**Activity**
Output the material exactly, keeping every line intact.
= = = = = = =
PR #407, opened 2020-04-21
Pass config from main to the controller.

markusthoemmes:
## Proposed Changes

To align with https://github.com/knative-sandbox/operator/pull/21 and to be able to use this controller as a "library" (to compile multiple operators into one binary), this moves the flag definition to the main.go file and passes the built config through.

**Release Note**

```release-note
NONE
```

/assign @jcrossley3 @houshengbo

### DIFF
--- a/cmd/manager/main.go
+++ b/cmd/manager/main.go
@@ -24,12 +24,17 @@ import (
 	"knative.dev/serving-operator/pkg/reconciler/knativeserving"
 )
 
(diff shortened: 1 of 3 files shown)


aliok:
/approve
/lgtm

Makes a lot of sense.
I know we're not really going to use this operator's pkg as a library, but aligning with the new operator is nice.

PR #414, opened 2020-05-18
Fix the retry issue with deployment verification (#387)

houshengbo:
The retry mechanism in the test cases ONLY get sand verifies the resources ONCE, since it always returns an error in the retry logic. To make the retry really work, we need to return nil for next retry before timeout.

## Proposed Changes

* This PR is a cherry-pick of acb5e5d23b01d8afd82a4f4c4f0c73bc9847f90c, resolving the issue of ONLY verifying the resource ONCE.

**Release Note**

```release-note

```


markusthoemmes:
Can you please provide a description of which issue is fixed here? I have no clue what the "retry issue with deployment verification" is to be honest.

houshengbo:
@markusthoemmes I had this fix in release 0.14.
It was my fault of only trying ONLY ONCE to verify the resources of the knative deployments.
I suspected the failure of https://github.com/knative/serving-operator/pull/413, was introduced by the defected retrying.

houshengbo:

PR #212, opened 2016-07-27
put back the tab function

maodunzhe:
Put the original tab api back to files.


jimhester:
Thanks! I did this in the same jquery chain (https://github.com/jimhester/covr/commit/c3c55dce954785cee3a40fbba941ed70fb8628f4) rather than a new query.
= = = = = = =
**Solution below**
PR #407, opened 2020-04-21
Pass config from main to the controller.

markusthoemmes:
## Proposed Changes

To align with https://github.com/knative-sandbox/operator/pull/21 and to be able to use this controller as a "library" (to compile multiple operators into one binary), this moves the flag definition to the main.go file and passes the built config through.

**Release Note**

```release-note
NONE
```

/assign @jcrossley3 @houshengbo

### DIFF
--- a/cmd/manager/main.go
+++ b/cmd/manager/main.go
@@ -24,12 +24,17 @@ import (
 	"knative.dev/serving-operator/pkg/reconciler/knativeserving"
 )
 
(diff shortened: 1 of 3 files shown)


aliok:
/approve
/lgtm

Makes a lot of sense.
I know we're not really going to use this operator's pkg as a library, but aligning with the new operator is nice.

PR #414, opened 2020-05-18
Fix the retry issue with deployment verification (#387)

houshengbo:
The retry mechanism in the test cases ONLY get sand verifies the resources ONCE, since it always returns an error in the retry logic. To make the retry really work, we need to return nil for next retry before timeout.

## Proposed Changes

* This PR is a cherry-pick of acb5e5d23b01d8afd82a4f4c4f0c73bc9847f90c, resolving the issue of ONLY verifying the resource ONCE.

**Release Note**

```release-note

```


markusthoemmes:
Can you please provide a description of which issue is fixed here? I have no clue what the "retry issue with deployment verification" is to be honest.

houshengbo:
@markusthoemmes I had this fix in release 0.14.
It was my fault of only trying ONLY ONCE to verify the resources of the knative deployments.
I suspected the failure of https://github.com/knative/serving-operator/pull/413, was introduced by the defected retrying.

houshengbo:

PR #212, opened 2016-07-27
put back the tab function

maodunzhe:
Put the original tab api back to files.


jimhester:
Thanks! I did this in the same jquery chain (https://github.com/jimhester/covr/commit/c3c55dce954785cee3a40fbba941ed70fb8628f4) rather than a new query.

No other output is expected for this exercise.